* The problem *
Go through the entries below line by line and count those containing "packages"; the answer is that count alone.

* Input data *
§

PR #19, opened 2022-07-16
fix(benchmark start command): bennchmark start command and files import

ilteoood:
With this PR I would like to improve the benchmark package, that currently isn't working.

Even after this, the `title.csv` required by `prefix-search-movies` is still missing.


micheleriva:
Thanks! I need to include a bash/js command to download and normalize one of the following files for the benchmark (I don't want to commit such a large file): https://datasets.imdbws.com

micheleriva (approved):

§

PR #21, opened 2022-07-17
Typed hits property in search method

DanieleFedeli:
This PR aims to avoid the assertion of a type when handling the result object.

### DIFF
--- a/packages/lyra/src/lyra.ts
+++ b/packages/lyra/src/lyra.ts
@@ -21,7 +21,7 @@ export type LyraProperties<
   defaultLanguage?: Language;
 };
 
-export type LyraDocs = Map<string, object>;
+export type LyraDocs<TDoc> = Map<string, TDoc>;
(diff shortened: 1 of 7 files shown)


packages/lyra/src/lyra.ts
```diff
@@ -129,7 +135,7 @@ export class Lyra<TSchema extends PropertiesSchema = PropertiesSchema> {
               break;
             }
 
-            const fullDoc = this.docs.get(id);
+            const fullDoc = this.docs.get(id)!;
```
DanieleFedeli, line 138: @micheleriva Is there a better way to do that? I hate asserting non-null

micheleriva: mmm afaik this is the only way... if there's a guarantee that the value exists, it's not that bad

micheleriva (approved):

§

* Written reply *
3